Sol-Dickstein used the principles of diffusion to develop a generative modeling algorithm. The idea is simple: the algorithm first turns the complex images in the training data into simple noise — much like a drop of ink turns into diffuse blue water — and then teaches the system how to reverse the process, turning the noise into images.
Here’s how it works: First, the algorithm takes an image from the training set. As before, let’s assume that each of the million pixels has some value, and we can represent the image as a point in a million space. The algorithm adds some noise to each pixel at each time step, which is equivalent to ink diffusion after one small time step. As this process continues, the pixel values are less and less related to their values in the original image, and the pixels are more like a simple distribution of noise. (The algorithm also slightly shifts the value of each pixel toward the origin, zero on all of these axes, at each time step. This shift prevents the pixel values from growing too high for computers to easily work with.)
Do this for all the images in the dataset, and the initial complex distribution of points in million-dimensional space (which cannot be easily described and sampled) turns into a simple, normal distribution of points around the origin.
“The sequence of transformations turns your data distribution into just a big noise ball very slowly,” Sol-Dickstein said. This “direct process” leaves you with a distribution that you can easily sample from.
Next comes the machine learning part: give the neural network the noisy forward pass images and train it to predict less noisy images one step earlier. It will make mistakes at first, so you tweak your network settings to make it work better. Eventually, the neural network can reliably turn a noisy image representing a sample from a simple distribution into an image representing a sample from a complex distribution.
The trained network is a complete generative model. Now you don’t even need the original image for the forward pass: you have the complete mathematical description of the simple distribution, so you can sample it directly. The neural network can turn this sample—essentially just a static one—into a final image that resembles the image in the training dataset.
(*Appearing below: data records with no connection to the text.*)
Issue #173, opened 2012-05-14
Add panel with Google Maps


mitar:
Add panel with Google Maps, with WiFi node's location on it. Display some additional information about the node in the panel (like name and link to node's webpage).

agiz:
Can you provide a list of current nodes as seen on https://nodes.wlan-si.net/network/map.

mitar:
https://nodes.wlan-si.net/feeds/rss/active/

agiz:
Is this available in JSON format?

mitar:
No? Why? XML is not good enough?

I propose you create a temporary document for nodes, a fixture with hard-coded data which we can inject into the database, and use that. So there is no need to sync from real data for now. Because the interface later on will be different anyway (we will simply read directly from the database).

agiz:
I am not sure if I understand this. You want me to create a new document in models.py with fields reflecting mentioned XML, populate the data from https://nodes.wlan-si.net/feeds/rss/active/ and then in some view, query a database for nodes and render it to end user?

mitar:
For now, I would make it very simple, imply include all nodes in JavaScript object in template. Similar to how we are doing on https://nodes.wlan-si.net/network/map/.

agiz:
Please open and specify an issue for Documents that share common fields regarding geolocation. Maybe that is meant for 
#171 (I do not think so :))? These Document(s) are needed for issues #171, #172, #173, #174 and #175.

mitar:
Yes. It is meant with #171. "For now it can be a mock location, later on we will interface it with real data."

But it could even be hard-coded in Python file. This data. ;-)

I will add to my TODO to prepare interface for this. Maybe it will be eaiser like that.

agiz:
Hm.. Not sure we are talking about the same thing. I was thinking of merely creating Document that has field latitude, longitude, address and some other fields that might be needed and are common in multiple issues. Such Document should then be used by these issues as Embedded Document.

mitar:
Yes. I know. But this could also be simply stored in the file for now. Maybe there is no reason for the database. Will do this.

agiz:
But for now... I will pass all the data there is to end user, pick that user's location at random and display zoomed in map of that location.

mitar:
Good.

PR #188, opened 2012-05-24
Issue 173 rev1 (team4)

agiz:


agiz:
For issue #173.

mitar:
Don't use nodewatcher's Google Maps code because it uses deprecated API. Please use new Google Maps API.

We also do not need to display all nodes. We will display only location of current node (the node user is connected to or is closest to the user), the rest is not important. If users wants to browse all nodes then she should go to nodewatcher.

Also status of nodes is not important. Here we are just interested in existence and location of nodes, not their status.

So everything could be much much simplified. We need only one simple map with one location of one node (available in `request.node`). And then on this map we draw also events and other information.

mitar:
Please update to new code from main repository.

agiz:
I will update to Google Maps V3 but please specify this issue in more in details. Do not want to oppose your reasoning but technically this pull request satisfies ticket #173. 

I know that displaying all nodes will not be in final version but I worked with what I had/have. Maybe it is too soon to work on this issue due to yet unpredictable mechanisms to get required data. So in order to avoid further de-railed coding, give more details to this pull request before I update this (or even create new issue) with main repository.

Sol-Dickstein recalls the first results of his diffusion model. “You would squint and say, ‘I think this colored blob looks like a truck,'” he said. “I’ve spent so many months of my life looking at different pixel patterns and trying to see structure that I thought, ‘This is a lot more structured than ever before.’ I was very excited.”
Foresight of the future
Sol-Dickstein published his diffusion model algorithm in 2015, but it was still far from what GANs could do. While diffusion models could sample across the entire distribution and never get stuck producing only a subset of images, the images looked worse and the process was too slow. “I don’t think it was considered exciting at the time,” Sol-Dickstein said.
It took two students, neither of whom knew either Zola-Dickstein or each other, to connect the dots from this initial work with modern distribution models such as DALL·E 2. The first was Song, then a graduate student at Stanford University. . In 2019 he and his adviser published a new method to build generative models that did not estimate the probability distribution of the data (multidimensional surface). Instead, he estimated the gradient of the distribution (think of it as the slope of a multidimensional surface).